Treatment of Hodgkin Lymphoma Xenografts with the Novel PI3K δ/γ Inhibitor RP6530 Suppresses M2 Macrophage Polarization and Results in Potent Antitumor and Antiangiogenic Effects

INTRODUCTION: Primary refractory and early-relapsed patients with Hodgkin lymphoma (HL) experience poor responses to salvage chemotherapy and dismal long-term disease control. Therefore, they represent an unmet medical need urgently requiring not only new diagnostic tools but also novel therapeutic agents to overcome the chemo-refractory phenotype.Tumor-associated macrophages (TAMs) have been implicated in the pathogenesis of HL and have been suggested to negatively impact clinical outcome. The phosphatidylinositol 3-kinase (PI3K) is a major effector pathway mediating tumor and endothelial cell survival and functions, as well as macrophage activation. As PI3Kδ and PI3Kγ are constitutively activated in several hematologic malignancies resulting in cancer development and progression, we hypothesize that the novel dual PI3K δ/γ inhibitor,RP6530, might represent a unique therapeutic opportunity for HL patients.

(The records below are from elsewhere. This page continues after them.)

PR #14260, opened 2026-01-21
feat: purge-current-execution-files-scope

### LINKED ISSUE #7985: PurgeCurrentExecutionFiles Task with childs and/or with states
### Feature description

Concerning the Purge Current Execution Files task, would it be possible to add a parameter to indicate whether or not we wish to purge the child executions of the subflows. In fact, we regularly have flows that call dedicated subflows that we cannot purge until the main flow is finished. The idea is to be sure not to leave unpurged "traces" during the main execution. Along the same lines, we could include the optional purging of states generated by the "io.kestra.plugin.core.state.Set" tasks.

hemantmm:
closes: #7985

### ✨ Description

What does this PR change?  

- This PR extends the `PurgeCurrentExecutionFiles` task to give users explicit control over what execution data is purged, while keeping the current behavior safe by default.

- The existing behavior makes it difficult to safely purge execution files during runtime without risking premature cleanup of subflows or leaving residual execution traces.
 
- This change addresses that limitation while preserving backward compatibility.

### DIFF
--- a/core/src/main/java/io/kestra/plugin/core/storage/PurgeCurrentExecutionFiles.java
+++ b/core/src/main/java/io/kestra/plugin/core/storage/PurgeCurrentExecutionFiles.java
@@ -2,6 +2,7 @@ package io.kestra.plugin.core.storage;
 
 import io.kestra.core.models.annotations.Example;
 import io.kestra.core.models.annotations.Plugin;
+import io.kestra.core.models.property.Property;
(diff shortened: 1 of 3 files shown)


loicmathieu:
Closing it as it didn't even compile, it contains test that uses flow that didn't exist, ...
Please validate that code is compiling and new tests are passing before openning a PR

This study aimed at investigating the activity and mechanism(s) of action of RP6530 in preclinical HL models.

METHODS: The effects of RP6530 on HL cell lines (L-540, KM-H2, L-428) were investigated by assaying cell proliferation, cell death, and gene expression profiling. Upon treatment with RP6530, human macrophages co-cultured with HL cell lines were assessed by flow cytometry for cell death and expression of M1/M2 macrophage markers. The antitumor efficacy and mechanism(s) of action of RP6530 were also analyzed in NOD/SCID mice bearing HL cell line xenografts. Tumor vasculature was analyzed by in vivo biotinylation of vascular endothelial proteins.

RESULTS: Exposure of HL cell lines to RP6530 (1.25 - 10 µM) induced a marked, early, and dose-dependent dephosphorylation of PI3K/Akt and MAPK pathways that was associated with inhibition of cell proliferation (L-540: 40 ± 4%, KM-H2: 33 ± 5% and L-428 30 ± 5%, mean ± SEM) and S phase cell cycle arrest (3-fold reduction, compared to vehicle-controls). Significant levels of caspase-dependent cell death were observed in L-540 (20µM: 61 ± 5 vs. 15 ± 2%), KM-H2 (20µM: 41 ± 4 vs. 12 ± 1%) and L-428 (20µM: 31± 4% vs. 12 ± 1%) cells that were associated with mitochondrial depolarization (up to 40%). Interestingly, microarray gene expression analysis of KM-H2 cell line showed that a 24-hour treatment with RP6530 decreased the amplitude of several gene signatures, including “PI3K signaling in B lymphocytes”, “Tumor cell proliferation”, “Tumor angiogenesis”, and “Macrophages activation”, while genes involved in positive regulation of cell death were upregulated. In KM-H2 co-culture, besides observing cell death of human macrophages (up to 40% following a 24-hour exposure), we found that RP6530 inhibited M2 macrophage differentiation, as suggested by decreased CD209 and CD163 expression, and increased M1 macrophage differentiation by upregulating CD40 and CD80 expression. Compared to vehicle-controls, analysis of RP6530-treated tumor xenografts showed a marked reduction of TAM (-44% and -50%, P ≤.0001 in L-540 and KM-H2, respectively), as well as tumor vessel density (average decrease: 80%), consistent with the role of PI3K signaling in the macrophage-dependent promotion of tumor growth and tumor-induced angiogenesis. This finding was paralleled by the histological detection of tumor vasculature disruption, and inhibition of phospho-Akt and -Erk on both endothelial and tumor cells. Finally, RP6530 treatment (150 mg/kg/BID/3wks) of NOD/SCID mice significantly reduced the growth of KM-H2 nodules (-60%, P ≤.0001) compared to vehicle-controls. Reduction of tumor growth was associated with a strong decrease in Ki-67 expression by tumor cells, increase in tumor apoptosis (1.2- and 12-fold in L-540 and KM-H2, respectively) and tumor necrosis (average increase: 7-fold, P≤.0001).

CONCLUSIONS: These results demonstrate that the therapeutic potential of RP6530 in HL is likely due to a reduction of M2 macrophages polarization and inhibition of tumor angiogenesis. Our findings warrant further investigation in future clinical trials.